Бомбометание с учебно-боевым противолодочным авиационным комплексом УПАК-62 мы начали еще на Бе-6 во второй половине 60-х, и оно имело ряд особенностей. В комплекс входили бомбы УПЛАБ-50 и комплект из 8 всплывающих буев на подволной лодке. При обнаружении лодки с самолета сбрасывались УПЛАБы, которые от удара о воду детонировали и начинали гореть и горели 5–6 минут. Гидроакустик на подводной лодке слышал взрыв, докладывал своему командиру, а уже командир отдавал приказ, по которому осуществлялось всплытие буя. Буй на поверхности тоже начинал гореть. В результате даже ночью можно было определить расстояние между горящими УПЛАБом и буем. Вообще, если буй всплывал, то бомбометание засчитывалось как успешное. То есть точность считалась достаточной, если гидроакустик с подводной лодки вообще слышал падение УПЛАБа. Удар УПЛАБа в радиусе 600 м от лодки и ближе считался очень хорошим результатом. Фактически УПАК-62 применялся только для подтверждения обнаружения лодки, а не для имитации ее уничтожения. Для реального уничтожения должны были привлекаться силы всей эскадрильи и корабли флота. У нас на Балтике была только одна подводная лодка, оснащенная всплывающими буями. И если она не могла быть привлечена к учениям, то ее задачи выполняли лодки без УПАКа. В этом случае никаких буев не было, но на кальке маневрирования лодки фиксировалось время удара УПЛАБа, а затем уже, по окончании учений, осуществлялась сверка времени и координат.

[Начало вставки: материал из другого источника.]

PR #3568, opened 2023-11-06
FINERACT-1484: Micrometer Monitoring

vidakovic:
Add Micrometer monitoring with default configuration for:
- Prometheus
- Loki
- Grafana
- Tempo

Make Docker Compose configuration more modular.


vidakovic:
Still need to verify that the docker-compose.yml file is working... at the moment failing with this message:

```
Caused by: org.apache.fineract.infrastructure.event.external.exception.ExternalEventConfigurationNotFoundException: All external events are not configured
```

vidakovic:
> Still need to verify that the docker-compose.yml file is working... at the moment failing with this message:
> 
> ```
> Caused by: org.apache.fineract.infrastructure.event.external.exception.ExternalEventConfigurationNotFoundException: All external events are not configured
> ```

Found the reason why this is not working. Gradle cache needs to be removed with `rm -rf .gradle` and then execute `./gradlew :fineract-provider:clean :fineract-provider:jibDockerBuild -x tes`.

fineract-core/src/main/java/org/apache/fineract/infrastructure/event/external/exception/ExternalEventConfigurationNotFoundException.java
```diff
@@ -21,7 +21,7 @@
 public class ExternalEventConfigurationNotFoundException extends RuntimeException {
 
     public ExternalEventConfigurationNotFoundException() {
-        super("All external events are not configured");
+        super("No external events configured");
```
reluxa, line 24: https://github.com/apache/fineract/blob/2b4c932ddd62a50c686be314c442aafa1bae2eee/fineract-core/src/main/java/org/apache/fineract/infrastructure/event/external/service/ExternalEventConfigurationValidationService.java#L78-L80

This exception is thrown, when number of events found on the classpath are not matching with the number of the events found in the database for the tenant. So I am not sure that the `No external events configured` is good here.

vidakovic: Renaming the exception doesn't seem to have any unintended side effect... I did it, because "All ... are not" is simply just "No...". It's just a question of brevity... I think you would say "All external events are configured" for the positive case, but "No external events configured" for the negative case (i. e. this failure/exception situation). "All external events are not configured" sounds a bit weird.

Во время выполнения одного из плановых полетов на обычное практическое бомбометание по бурунной мишени произошла катастрофа. Было это 2 сентября 1961 года. Бомбометание выполнял отряд из трех самолетов. Ведущим был экипаж Тимофеева — Плотникова, слева сзади шел экипаж Дмитриева — Ролика, а справа сзади наш экипаж Казанцева — Липатова. Выполнили бомбометание все кроме Дмитриева, у которого бомбы не сбросились. После чего левым разворотом последовал роспуск отряда для повторного захода. Но на четвертом развороте самолет Дмитриева — Ролика, опрокинулся влево и почти вертикально врезался в воду. Место в заливе там неглубокое. Из воды торчали кили самолета. Поиск причины шел долго. Говорили о том, что правый летчик был обнаружен в хвостовой части самолета с непонятными ожогами, хотя в самолете ничего не горело. Официальной причиной признано сваливание вследствие потери скорости. Но в это с трудом верится, и однозначную причину катастрофы, по- моему, так и не установили…

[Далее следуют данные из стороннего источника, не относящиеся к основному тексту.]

PR #3577, opened 2023-11-09
[FINERACT-1968] Refund for active loan transaction

taskain7:
## Description

Refund for active loan transaction type handling is implemented for advanced payment allocation strategy.
It is configurable. If the rule is not configured then then the order will be the reversed order of the default rule.


adamsaghy (approved):
LGTM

Бе-12 имел более широкую номенклатуру бомбового вооружения, чем Бе-6. Все вооружение размещалось в грузовом отсеке, который был оборудован замками почти на все типы бомбового вооружения. Но контейнеров с ПЛАБ-МК в номенклатуре Бе-12 уже не было.
На Бе-12 аппаратура для выполнения бомбометания хотя и была значительно более совершенной, но тоже с «особенностями». Ошибка (вероятное отклонение), заложенная на Бе-12 в прицеле ППС «Сирень» при проектировании составляла 200 м. Но для выполнения бомбометания на «отлично» требовалось уложиться в 96 м (!). На это мы обратили внимание еще при переучивании в Николаеве, и потом было написано множество писем «наверх», но никакого толкового ответа ниоткуда не было получено. «Приказ есть приказ» — и всё тут…

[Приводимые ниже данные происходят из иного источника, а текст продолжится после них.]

PR #3649, opened 2023-12-19
FINERACT-1977: 4-eye-principle, maker-checker permission

marta-jankovics:
## Description

## Checklist


IOhacker:
I have reviewed the code and it is Ok for the create client maker-checker action. 

Is there a way to include in the integration test case some coverage for Loan, Savings, Transaction (disbursement, withdrawal/deposit)? 

This is because I think that this is an important feature enhancement.

marta-jankovics:
> I have reviewed the code and it is Ok for the create client maker-checker action.
> 
> Is there a way to include in the integration test case some coverage for Loan, Savings, Transaction (disbursement, withdrawal/deposit)?
> 
> This is because I think that this is an important feature enhancement.

Thank you for your review.
I chose CREATE_CLIENT because it is one of the most complicated cases. The request and the command is made for CREATE_CLIENT which is not maker-checker, but ACTIVATE_CLIENT, which runs hidden as a side-action, is maker-checker. So when you try to approve the maker CREATE_CLIENT command request, it should be successful, even if the main action is not 'maker'.
For your request I've added now one more test case, which is more simpler: WITHDRAWAL_SAVINGSACCOUNT. It is a real maker-checker transaction level action, on Savings Account main entity.
If 4 eye is working for both of these cases then I do not think that any more tests are required, because the concept is the same for all other entities/actions.

fineract-core/src/main/java/org/apache/fineract/batch/service/BatchApiServiceImpl.java
```diff
@@ -346,6 +324,15 @@ private BatchResponse buildErrorResponse(Throwable ex, BatchRequest request) {
         return buildErrorResponse(requestId, statusCode, body, headers);
     }
 
+    private BatchResponse buildOrThrowErrorResponse(RuntimeException ex, BatchRequest request) {
+        BatchResponse response = buildErrorResponse(ex, request);
+        if (response.getStatusCode() != SC_OK && BatchRequestContextHolder.isEnclosingTransaction()) {
```
adamsaghy, line 329: Are you sure we dont need to throw error if the `enclosingTransaction = false`?

fineract-core/src/main/java/org/apache/fineract/commands/service/SynchronousCommandProcessingService.java
```diff
@@ -92,73 +87,64 @@ public CommandProcessingResult executeCommand(final CommandWrapper wrapper, fina
...
         exceptionWhenTheRequestAlreadyProcessed(wrapper, idempotencyKey, isRetry);
 
-        boolean sameTransaction = BatchRequestContextHolder.getEnclosingTransaction().isPresent();
+        AppUser user = context.authenticatedUser(wrapper);
         if (commandSource == null) {
-            AppUser user = context.authenticatedUser(wrapper);
-            if (sameTransaction) {
-                commandSource = commandSourceService.getInitialCommandSource(wrapper, command, user, idempotencyKey);
-            } else {
-                commandSource = commandSourceService.saveInitialNewTransaction(wrapper, command, user, idempotencyKey);
```
adamsaghy, line 112: This seems not correct to me. If we are not storing the initial command, anyone can call it again without any error... Am i missing something?

fineract-provider/src/main/java/org/apache/fineract/infrastructure/bulkimport/importhandler/savings/SavingsImportHandler.java
```diff
@@ -147,7 +148,9 @@ private SavingsAccountData readSavings(final Workbook workbook, final Row row, f
         Long interestPostingPeriodTypeId = null;
         EnumOptionData interestPostingPeriodTypeEnum = null;
         if (interestPostingPeriodType != null) {
-            if (interestPostingPeriodType.equalsIgnoreCase(MONTHLY)) {
+            if (interestPostingPeriodType.equalsIgnoreCase(DAILY)) {
```
adamsaghy, line 151: This seems out of context. Would you mind to create a separate PR for this? It has not much to do with 4 eye principle and maker-checker handling

integration-tests/src/test/java/org/apache/fineract/integrationtests/BatchApiTest.java
```diff
@@ -2153,12 +2153,7 @@ public void shouldNotFindAnyDatatableEntryByQueryAPIAndFailsToUpdateItsColumn()
 
         LOG.info("Batch Response : {}", new Gson().toJson(responseOfQueryAndUpdateDatatableBatch));
 
-        final BatchResponse queryResponse = responseOfQueryAndUpdateDatatableBatch.get(0);
```
adamsaghy, line 2156: dont we have anymore the query response (with request id =1 )?

fineract-core/src/main/java/org/apache/fineract/commands/service/SynchronousCommandProcessingService.java
marta-jankovics: Any other call would fail, because the idempotency key is unique, but not with 'Too early' error, which would be the correct error code in this case.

ППС Бе-12 позволяла выполнять бомбометание по подводной лодке (а не только по надводным кораблям, как Бе-6) в автоматическом режиме. Для этого штурман вводил в систему курс и расчетную скорость подводной цели. После этого самолет проходил над ПЛ по ее курсу, затем после четырех разворотов выполнялся повторный заход — уже на бомбометание. При этом после третьего разворота включался автопилот, и самолет шел сам. В это время система вела обратный отсчет до момента сброса бомбы. Для отработки этой процедуры использовался специальный полигон в море вблизи Куршской косы (в районе Юодкранте). Там находились постоянно установленные буи, которые включались при выполнении тренировочных полетов. При этом использовались практические бомбы П-50-75. На сухопутных полигонах на них устанавливались взрыватели, но у нас взрывателей не было никогда: берегли морскую фауну… Но если сейчас из Балтийского моря слить воду, то сколько же там этого «добра» лежит! Горы!